**PROBLEM DESCRIPTION**
From the first line through the last, transcribe the listing word for word.
"""
PR #1195, opened 2018-06-26
[done] findbugs is dead, long live spotbugs

TheRealMarnes:
https://mailman.cs.umd.edu/pipermail/findbugs-discuss/2016-November/004321.html

TLDR findbugs project has/had 1 person with project admin rights, and he went

> poof

so they forked it to be able to continue work on it. AKA spotbugs.


pom.xml
```diff
@@ -573,6 +576,22 @@
                         <sourceDirectories>${project.build.sourceDirectory},${project.build.testSourceDirectory}</sourceDirectories>
                     </configuration>
                 </plugin>
+                <plugin>
+                    <groupId>com.github.spotbugs</groupId>
+                    <artifactId>spotbugs-maven-plugin</artifactId>
+                    <version>3.1.3</version>
```
PascalSchumacher: Most recent version is `3.1.5`.

TheRealMarnes:
Hold on a sec please, I'm derping like crazy... fixing this commit

TheRealMarnes:
@PascalSchumacher there, fixed. Sorry, don't know why I was screwing up so much and not even realizing.

PascalSchumacher:
Thanks! 👍 😃

pom.xml
```diff
@@ -573,6 +574,22 @@
                         <sourceDirectories>${project.build.sourceDirectory},${project.build.testSourceDirectory}</sourceDirectories>
                     </configuration>
                 </plugin>
+                <plugin>
+                    <groupId>com.github.spotbugs</groupId>
+                    <artifactId>spotbugs-maven-plugin</artifactId>
+                    <version>${spotbugs.version}</version>
+                    <dependencies>
```
PascalSchumacher: The dependency declaration can be omitted as the spotbugs-maven-plugin and spotbugs version are the same.

TheRealMarnes:
Something's pretty wrong with jdbi on windows lately... the builds on my machine are wildly different from the builds on jenkins with non-reproducible or even inconsistent test failures and build plugin errors...

src/build/spotbugs-include.xml
```diff
@@ -0,0 +1,21 @@
...
+~   distributed under the License is distributed on an "AS IS" BASIS,
+~   WITHOUT WARRANTIES OR CONDITIONS OF ANY KIND, either express or implied.
+~   See the License for the specific language governing permissions and
+~   limitations under the License.
+-->
+<FindBugsFilter xmlns="https://github.com/spotbugs/filter/3.0.0"
+                xmlns:xsi="http://www.w3.org/2001/XMLSchema-instance"
+                xsi:schemaLocation="https://github.com/spotbugs/filter/3.0.0 https://raw.githubusercontent.com/spotbugs/spotbugs/3.1.5/spotbugs/etc/findbugsfilter.xsd">
+	<Match>
+		<Package name="~.*"/>
```
stevenschlansker: What does this `~` matching do?
I tried to look up the file format https://spotbugs.github.io/spotbugs-maven-plugin/usage.html but it links to a 404

pom.xml
```diff
@@ -90,9 +90,10 @@
         <dep.pmd.version>6.0.1</dep.pmd.version>
         <dep.slf4j.version>1.7.25</dep.slf4j.version>
         <dep.spring.version>4.2.4.RELEASE</dep.spring.version>
-        <findbugs.version>3.0.1</findbugs.version>
+        <findbugs.version>3.0.2</findbugs.version>
```
stevenschlansker: should we just remove this, since we aren't using findbugs anymore?

pom.xml
```diff
@@ -573,6 +574,27 @@
...
+                    <version>${spotbugs.version}</version>
+                    <configuration>
+                        <includeFilterFile>${maven.multiModuleProjectDirectory}/src/build/spotbugs-include.xml</includeFilterFile>
+                        <excludeFilterFile>${maven.multiModuleProjectDirectory}/src/build/spotbugs-exclude.xml</excludeFilterFile>
+                    </configuration>
+                </plugin>
+                <plugin>
+                    <groupId>org.codehaus.mojo</groupId>
+                    <artifactId>findbugs-maven-plugin</artifactId>
+                    <executions>
```
stevenschlansker: do we need to both override the execution *and* skip?  or is one or the other sufficient?

src/build/spotbugs-include.xml
TheRealMarnes: `~` tells it to use regex. I couldn't find out anywhere what exactly will be given to the regex to match against though, but trial and error in my private project showed that `.*` simply matches all your project files (i.e. exactly what we want). But yeah, I don't know what the string is that it's matching either :/ It's a pretty common problem in a lot of options like this one in a lot of these tools. Their docs only mention high-level what will be matched without giving a precise example...

TheRealMarnes: I used this for info btw: http://findbugs.sourceforge.net/manual/filter.html

Spotbugs is backward compatible with findbugs, config files included

pom.xml
TheRealMarnes: It's still being used for the `jsr305` artifact

pom.xml
TheRealMarnes: I thought to play it safe. I don't rightly know what's the proper thing to do.

qualidafial:
Would be good to submit a similar PR to the basepom project

stevenschlansker:
basepom 26 includes spotbugs so hopefully we don't need to do additional upstreaming.

qualidafial:
Thanks @TheRealMarnes

Issue #1193, opened 2018-06-26
NPE when using @Define on null values


kaandok:
I'm currently using null values (albeit without success) while trying to implement conditional sql statements

```java
@SqlQuery("select * from test_table <if(created)> where created >= #created <endif>")
List<TestItem> getTestItems(@Define OffsetDateTime created);
```

If I pass a non-null OffsetDateTime value, no problems.
However when I do, it results in an NPE at https://github.com/jdbi/jdbi/blob/2cb484e3b9357e77ba12de09655632a1270ecb49/core/src/main/java/org/jdbi/v3/core/statement/SqlStatements.java#L54

This is because the `attributes` (a ConcurrentHashMap instance) doesn't accept null values.

Is this the expected behavior, if not happy to do a simple PR guarding against trying to put null values into the ConcurrentHashMap, which if I'm not mistaken will fix my issue.

If this is the expected behavior, what's the best way to go about using this kind of conditional SQL statements?

TheRealMarnes:
> what's the best way to go about using this kind of conditional SQL statements?

Defining your condition as a separate proper boolean to switch on, i.e. `@Define boolean created = value != null`

Whether `if(null)` will evaluate to false or explode is up to the TemplateEngine too.

stevenschlansker:
Yeah -- usually, you would bind either `true` or `false` unconditionally, so you would never need to bind a null here.

If there is some other reason to need to do so, or if this isn't good for some reason in your use case, we can consider allowing binding of explicit `null` as defined attributes.

kaandok:
Understood, thanks for both (@stevenschlansker @TheRealMarnes) your comments.

That was my current workaround as well.

The reason I was trying it my way (i.e. binding null) was because this was working on the 2.x line with StringTemplate templates.

I agree that for simple queries depending on one condition, passing it via a proper boolean switch is fine. However we have cases where we have > 5 conditions where we can switch on. For these cases I think it's a bit overkill to create another set of arguments in order to switch on them. In addition, there are template engines that do handle null well (Thymeleaf, https://www.thymeleaf.org/ is also one of them which I'm planning to implement for it's text based templates)

If you agree and/or if letting null values be usable for `@Define` annotations just by checking if the value isn't null before putting it into the concurrent hashmap isn't a terrible idea, then I'll create the PR.

Let me know please.

TheRealMarnes:
+1 for that PR from me

TheRealMarnes:
[...]

PR #1200, opened 2018-07-10
Allow null valued attribute definitions

kaandok:
implements #1193

### DIFF
--- a/core/src/main/java/org/jdbi/v3/core/statement/SqlStatements.java
+++ b/core/src/main/java/org/jdbi/v3/core/statement/SqlStatements.java
@@ -60,6 +60,8 @@ public final class SqlStatements implements JdbiConfig<SqlStatements> {
     public SqlStatements define(String key, Object value) {
         if (value != null) {
             attributes.put(key, value);
+        } else {
+            attributes.remove(key);
         }
         return this;
     }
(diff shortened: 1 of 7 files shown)


core/src/main/java/org/jdbi/v3/core/statement/SqlStatements.java
```diff
@@ -58,7 +58,9 @@ private SqlStatements(SqlStatements that) {
      * @return this
      */
     public SqlStatements define(String key, Object value) {
-        attributes.put(key, value);
+        if (value != null) {
+            attributes.put(key, value);
+        }
```
qualidafial: Should probably `remove(key)` if `value == null`.

kaandok: good idea, thank you.

qualidafial:
The last commit is triggering a PMD rule violation:

```[INFO] PMD Failure: org.jdbi.v3.core.statement.SqlStatements:61 Rule:ConfusingTernary Priority:3 Avoid if (x != y) ..; else ```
"""
**RESULT BELOW**
PR #1195, opened 2018-06-26
[done] findbugs is dead, long live spotbugs

TheRealMarnes:
https://mailman.cs.umd.edu/pipermail/findbugs-discuss/2016-November/004321.html

TLDR findbugs project has/had 1 person with project admin rights, and he went

> poof

so they forked it to be able to continue work on it. AKA spotbugs.


pom.xml
```diff
@@ -573,6 +576,22 @@
                         <sourceDirectories>${project.build.sourceDirectory},${project.build.testSourceDirectory}</sourceDirectories>
                     </configuration>
                 </plugin>
+                <plugin>
+                    <groupId>com.github.spotbugs</groupId>
+                    <artifactId>spotbugs-maven-plugin</artifactId>
+                    <version>3.1.3</version>
```
PascalSchumacher: Most recent version is `3.1.5`.

TheRealMarnes:
Hold on a sec please, I'm derping like crazy... fixing this commit

TheRealMarnes:
@PascalSchumacher there, fixed. Sorry, don't know why I was screwing up so much and not even realizing.

PascalSchumacher:
Thanks! 👍 😃

pom.xml
```diff
@@ -573,6 +574,22 @@
                         <sourceDirectories>${project.build.sourceDirectory},${project.build.testSourceDirectory}</sourceDirectories>
                     </configuration>
                 </plugin>
+                <plugin>
+                    <groupId>com.github.spotbugs</groupId>
+                    <artifactId>spotbugs-maven-plugin</artifactId>
+                    <version>${spotbugs.version}</version>
+                    <dependencies>
```
PascalSchumacher: The dependency declaration can be omitted as the spotbugs-maven-plugin and spotbugs version are the same.

TheRealMarnes:
Something's pretty wrong with jdbi on windows lately... the builds on my machine are wildly different from the builds on jenkins with non-reproducible or even inconsistent test failures and build plugin errors...

src/build/spotbugs-include.xml
```diff
@@ -0,0 +1,21 @@
...
+~   distributed under the License is distributed on an "AS IS" BASIS,
+~   WITHOUT WARRANTIES OR CONDITIONS OF ANY KIND, either express or implied.
+~   See the License for the specific language governing permissions and
+~   limitations under the License.
+-->
+<FindBugsFilter xmlns="https://github.com/spotbugs/filter/3.0.0"
+                xmlns:xsi="http://www.w3.org/2001/XMLSchema-instance"
+                xsi:schemaLocation="https://github.com/spotbugs/filter/3.0.0 https://raw.githubusercontent.com/spotbugs/spotbugs/3.1.5/spotbugs/etc/findbugsfilter.xsd">
+	<Match>
+		<Package name="~.*"/>
```
stevenschlansker: What does this `~` matching do?
I tried to look up the file format https://spotbugs.github.io/spotbugs-maven-plugin/usage.html but it links to a 404

pom.xml
```diff
@@ -90,9 +90,10 @@
         <dep.pmd.version>6.0.1</dep.pmd.version>
         <dep.slf4j.version>1.7.25</dep.slf4j.version>
         <dep.spring.version>4.2.4.RELEASE</dep.spring.version>
-        <findbugs.version>3.0.1</findbugs.version>
+        <findbugs.version>3.0.2</findbugs.version>
```
stevenschlansker: should we just remove this, since we aren't using findbugs anymore?

pom.xml
```diff
@@ -573,6 +574,27 @@
...
+                    <version>${spotbugs.version}</version>
+                    <configuration>
+                        <includeFilterFile>${maven.multiModuleProjectDirectory}/src/build/spotbugs-include.xml</includeFilterFile>
+                        <excludeFilterFile>${maven.multiModuleProjectDirectory}/src/build/spotbugs-exclude.xml</excludeFilterFile>
+                    </configuration>
+                </plugin>
+                <plugin>
+                    <groupId>org.codehaus.mojo</groupId>
+                    <artifactId>findbugs-maven-plugin</artifactId>
+                    <executions>
```
stevenschlansker: do we need to both override the execution *and* skip?  or is one or the other sufficient?

src/build/spotbugs-include.xml
TheRealMarnes: `~` tells it to use regex. I couldn't find out anywhere what exactly will be given to the regex to match against though, but trial and error in my private project showed that `.*` simply matches all your project files (i.e. exactly what we want). But yeah, I don't know what the string is that it's matching either :/ It's a pretty common problem in a lot of options like this one in a lot of these tools. Their docs only mention high-level what will be matched without giving a precise example...

TheRealMarnes: I used this for info btw: http://findbugs.sourceforge.net/manual/filter.html

Spotbugs is backward compatible with findbugs, config files included

pom.xml
TheRealMarnes: It's still being used for the `jsr305` artifact

pom.xml
TheRealMarnes: I thought to play it safe. I don't rightly know what's the proper thing to do.

qualidafial:
Would be good to submit a similar PR to the basepom project

stevenschlansker:
basepom 26 includes spotbugs so hopefully we don't need to do additional upstreaming.

qualidafial:
Thanks @TheRealMarnes

Issue #1193, opened 2018-06-26
NPE when using @Define on null values


kaandok:
I'm currently using null values (albeit without success) while trying to implement conditional sql statements

```java
@SqlQuery("select * from test_table <if(created)> where created >= #created <endif>")
List<TestItem> getTestItems(@Define OffsetDateTime created);
```

If I pass a non-null OffsetDateTime value, no problems.
However when I do, it results in an NPE at https://github.com/jdbi/jdbi/blob/2cb484e3b9357e77ba12de09655632a1270ecb49/core/src/main/java/org/jdbi/v3/core/statement/SqlStatements.java#L54

This is because the `attributes` (a ConcurrentHashMap instance) doesn't accept null values.

Is this the expected behavior, if not happy to do a simple PR guarding against trying to put null values into the ConcurrentHashMap, which if I'm not mistaken will fix my issue.

If this is the expected behavior, what's the best way to go about using this kind of conditional SQL statements?

TheRealMarnes:
> what's the best way to go about using this kind of conditional SQL statements?

Defining your condition as a separate proper boolean to switch on, i.e. `@Define boolean created = value != null`

Whether `if(null)` will evaluate to false or explode is up to the TemplateEngine too.

stevenschlansker:
Yeah -- usually, you would bind either `true` or `false` unconditionally, so you would never need to bind a null here.

If there is some other reason to need to do so, or if this isn't good for some reason in your use case, we can consider allowing binding of explicit `null` as defined attributes.

kaandok:
Understood, thanks for both (@stevenschlansker @TheRealMarnes) your comments.

That was my current workaround as well.

The reason I was trying it my way (i.e. binding null) was because this was working on the 2.x line with StringTemplate templates.

I agree that for simple queries depending on one condition, passing it via a proper boolean switch is fine. However we have cases where we have > 5 conditions where we can switch on. For these cases I think it's a bit overkill to create another set of arguments in order to switch on them. In addition, there are template engines that do handle null well (Thymeleaf, https://www.thymeleaf.org/ is also one of them which I'm planning to implement for it's text based templates)

If you agree and/or if letting null values be usable for `@Define` annotations just by checking if the value isn't null before putting it into the concurrent hashmap isn't a terrible idea, then I'll create the PR.

Let me know please.

TheRealMarnes:
+1 for that PR from me

TheRealMarnes:
[...]

PR #1200, opened 2018-07-10
Allow null valued attribute definitions

kaandok:
implements #1193

### DIFF
--- a/core/src/main/java/org/jdbi/v3/core/statement/SqlStatements.java
+++ b/core/src/main/java/org/jdbi/v3/core/statement/SqlStatements.java
@@ -60,6 +60,8 @@ public final class SqlStatements implements JdbiConfig<SqlStatements> {
     public SqlStatements define(String key, Object value) {
         if (value != null) {
             attributes.put(key, value);
+        } else {
+            attributes.remove(key);
         }
         return this;
     }
(diff shortened: 1 of 7 files shown)


core/src/main/java/org/jdbi/v3/core/statement/SqlStatements.java
```diff
@@ -58,7 +58,9 @@ private SqlStatements(SqlStatements that) {
      * @return this
      */
     public SqlStatements define(String key, Object value) {
-        attributes.put(key, value);
+        if (value != null) {
+            attributes.put(key, value);
+        }
```
qualidafial: Should probably `remove(key)` if `value == null`.

kaandok: good idea, thank you.

qualidafial:
The last commit is triggering a PMD rule violation:

```[INFO] PMD Failure: org.jdbi.v3.core.statement.SqlStatements:61 Rule:ConfusingTernary Priority:3 Avoid if (x != y) ..; else ```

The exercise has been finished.